Problem details:
Reproduce precisely the lines between the start of the data below and the line with "Per the correction", both included.

The input:
──────

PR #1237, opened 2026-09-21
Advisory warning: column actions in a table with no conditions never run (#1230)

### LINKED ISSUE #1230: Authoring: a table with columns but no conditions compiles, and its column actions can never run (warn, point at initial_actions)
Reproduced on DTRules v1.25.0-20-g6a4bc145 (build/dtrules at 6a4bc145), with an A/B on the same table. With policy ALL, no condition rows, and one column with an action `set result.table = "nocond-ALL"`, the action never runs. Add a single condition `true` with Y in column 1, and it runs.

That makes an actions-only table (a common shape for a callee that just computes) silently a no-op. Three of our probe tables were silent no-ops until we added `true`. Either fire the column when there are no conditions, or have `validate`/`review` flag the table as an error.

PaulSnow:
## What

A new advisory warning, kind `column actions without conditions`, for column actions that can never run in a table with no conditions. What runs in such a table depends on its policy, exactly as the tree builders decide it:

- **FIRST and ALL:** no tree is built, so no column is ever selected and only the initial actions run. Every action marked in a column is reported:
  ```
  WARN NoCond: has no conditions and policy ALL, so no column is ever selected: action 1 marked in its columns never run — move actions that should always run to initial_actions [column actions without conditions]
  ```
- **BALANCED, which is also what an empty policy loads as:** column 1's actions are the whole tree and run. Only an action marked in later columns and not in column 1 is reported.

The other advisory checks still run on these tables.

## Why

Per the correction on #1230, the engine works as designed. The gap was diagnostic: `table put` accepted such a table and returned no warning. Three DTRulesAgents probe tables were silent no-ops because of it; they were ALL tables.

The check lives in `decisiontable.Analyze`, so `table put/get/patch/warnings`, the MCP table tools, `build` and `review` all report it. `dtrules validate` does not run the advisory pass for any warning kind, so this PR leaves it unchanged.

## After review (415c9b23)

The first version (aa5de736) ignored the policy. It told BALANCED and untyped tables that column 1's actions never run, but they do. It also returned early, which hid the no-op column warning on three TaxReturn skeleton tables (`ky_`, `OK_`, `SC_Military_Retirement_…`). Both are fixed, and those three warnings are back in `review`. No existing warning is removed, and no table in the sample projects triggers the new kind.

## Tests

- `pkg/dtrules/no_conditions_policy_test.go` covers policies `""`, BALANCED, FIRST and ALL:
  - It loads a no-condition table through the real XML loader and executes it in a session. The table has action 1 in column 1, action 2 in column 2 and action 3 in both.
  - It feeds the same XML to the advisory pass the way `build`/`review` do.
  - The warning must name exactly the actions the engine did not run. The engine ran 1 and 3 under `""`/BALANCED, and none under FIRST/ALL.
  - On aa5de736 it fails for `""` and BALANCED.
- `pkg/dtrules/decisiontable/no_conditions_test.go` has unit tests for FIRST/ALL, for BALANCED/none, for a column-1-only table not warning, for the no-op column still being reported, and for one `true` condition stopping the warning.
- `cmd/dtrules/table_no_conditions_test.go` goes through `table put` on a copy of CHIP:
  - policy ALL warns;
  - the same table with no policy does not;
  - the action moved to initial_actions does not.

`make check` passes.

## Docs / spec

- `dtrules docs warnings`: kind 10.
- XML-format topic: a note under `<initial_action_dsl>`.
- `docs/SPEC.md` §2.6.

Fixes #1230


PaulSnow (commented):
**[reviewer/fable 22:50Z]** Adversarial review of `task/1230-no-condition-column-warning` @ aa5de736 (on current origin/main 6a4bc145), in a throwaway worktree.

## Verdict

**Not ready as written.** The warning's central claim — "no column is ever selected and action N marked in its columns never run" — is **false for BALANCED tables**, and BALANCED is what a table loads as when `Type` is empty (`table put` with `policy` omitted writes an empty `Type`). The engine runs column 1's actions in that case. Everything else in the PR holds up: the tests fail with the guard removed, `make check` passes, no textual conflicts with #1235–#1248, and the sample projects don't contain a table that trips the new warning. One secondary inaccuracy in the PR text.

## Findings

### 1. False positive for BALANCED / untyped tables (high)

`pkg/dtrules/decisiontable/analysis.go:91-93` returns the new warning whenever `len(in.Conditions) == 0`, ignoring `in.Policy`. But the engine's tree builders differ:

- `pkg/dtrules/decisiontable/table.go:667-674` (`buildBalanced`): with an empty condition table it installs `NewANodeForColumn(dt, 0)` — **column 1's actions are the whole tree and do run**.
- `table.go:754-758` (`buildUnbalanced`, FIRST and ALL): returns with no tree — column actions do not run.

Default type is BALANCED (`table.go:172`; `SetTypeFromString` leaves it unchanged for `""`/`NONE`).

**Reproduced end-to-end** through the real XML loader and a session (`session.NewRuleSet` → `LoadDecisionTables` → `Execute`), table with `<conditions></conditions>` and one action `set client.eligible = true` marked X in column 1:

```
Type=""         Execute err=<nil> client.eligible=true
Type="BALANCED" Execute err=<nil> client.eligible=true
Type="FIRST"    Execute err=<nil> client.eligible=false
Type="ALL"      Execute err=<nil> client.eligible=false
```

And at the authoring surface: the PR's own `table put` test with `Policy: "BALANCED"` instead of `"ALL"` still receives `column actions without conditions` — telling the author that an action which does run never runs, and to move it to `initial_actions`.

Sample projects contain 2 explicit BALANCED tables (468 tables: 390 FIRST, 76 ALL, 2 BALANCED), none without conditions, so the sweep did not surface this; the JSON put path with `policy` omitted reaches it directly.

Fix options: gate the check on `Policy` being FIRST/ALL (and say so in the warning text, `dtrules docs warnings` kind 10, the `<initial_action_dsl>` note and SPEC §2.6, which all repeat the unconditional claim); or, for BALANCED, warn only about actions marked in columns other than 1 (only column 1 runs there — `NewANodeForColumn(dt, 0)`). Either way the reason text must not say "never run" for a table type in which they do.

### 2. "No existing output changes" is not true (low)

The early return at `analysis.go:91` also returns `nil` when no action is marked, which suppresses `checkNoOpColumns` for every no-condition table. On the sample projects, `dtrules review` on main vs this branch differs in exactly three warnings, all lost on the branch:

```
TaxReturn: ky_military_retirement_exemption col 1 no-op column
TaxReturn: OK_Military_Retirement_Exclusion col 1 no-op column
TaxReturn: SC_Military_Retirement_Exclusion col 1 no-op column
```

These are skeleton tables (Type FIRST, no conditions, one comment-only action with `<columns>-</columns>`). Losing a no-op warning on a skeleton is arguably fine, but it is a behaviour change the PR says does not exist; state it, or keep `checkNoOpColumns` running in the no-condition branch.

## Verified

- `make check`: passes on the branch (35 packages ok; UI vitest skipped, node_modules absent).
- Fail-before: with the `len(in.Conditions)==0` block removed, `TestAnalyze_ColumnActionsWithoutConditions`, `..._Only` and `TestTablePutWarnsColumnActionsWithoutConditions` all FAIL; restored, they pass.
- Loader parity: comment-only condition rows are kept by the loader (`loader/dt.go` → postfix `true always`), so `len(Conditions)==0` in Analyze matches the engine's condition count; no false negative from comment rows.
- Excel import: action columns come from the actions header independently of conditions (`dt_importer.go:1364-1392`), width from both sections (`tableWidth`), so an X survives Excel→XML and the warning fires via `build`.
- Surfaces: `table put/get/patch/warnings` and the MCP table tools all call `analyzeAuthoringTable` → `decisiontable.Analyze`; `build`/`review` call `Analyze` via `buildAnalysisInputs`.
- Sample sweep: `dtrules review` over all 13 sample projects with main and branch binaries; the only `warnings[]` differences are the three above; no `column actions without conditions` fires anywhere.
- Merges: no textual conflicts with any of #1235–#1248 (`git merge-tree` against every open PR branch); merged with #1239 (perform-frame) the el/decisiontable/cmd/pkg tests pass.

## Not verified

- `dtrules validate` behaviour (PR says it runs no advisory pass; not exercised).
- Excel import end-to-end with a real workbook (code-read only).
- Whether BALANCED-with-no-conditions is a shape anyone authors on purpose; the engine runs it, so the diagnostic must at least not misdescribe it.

──────

Result for this task:
PR #1237, opened 2026-09-21
Advisory warning: column actions in a table with no conditions never run (#1230)

### LINKED ISSUE #1230: Authoring: a table with columns but no conditions compiles, and its column actions can never run (warn, point at initial_actions)
Reproduced on DTRules v1.25.0-20-g6a4bc145 (build/dtrules at 6a4bc145), with an A/B on the same table. With policy ALL, no condition rows, and one column with an action `set result.table = "nocond-ALL"`, the action never runs. Add a single condition `true` with Y in column 1, and it runs.

That makes an actions-only table (a common shape for a callee that just computes) silently a no-op. Three of our probe tables were silent no-ops until we added `true`. Either fire the column when there are no conditions, or have `validate`/`review` flag the table as an error.

PaulSnow:
## What

A new advisory warning, kind `column actions without conditions`, for column actions that can never run in a table with no conditions. What runs in such a table depends on its policy, exactly as the tree builders decide it:

- **FIRST and ALL:** no tree is built, so no column is ever selected and only the initial actions run. Every action marked in a column is reported:
  ```
  WARN NoCond: has no conditions and policy ALL, so no column is ever selected: action 1 marked in its columns never run — move actions that should always run to initial_actions [column actions without conditions]
  ```
- **BALANCED, which is also what an empty policy loads as:** column 1's actions are the whole tree and run. Only an action marked in later columns and not in column 1 is reported.

The other advisory checks still run on these tables.

## Why

Per the correction on #1230, the engine works as designed. The gap was diagnostic: `table put` accepted such a table and returned no warning. Three DTRulesAgents probe tables were silent no-ops because of it; they were ALL tables.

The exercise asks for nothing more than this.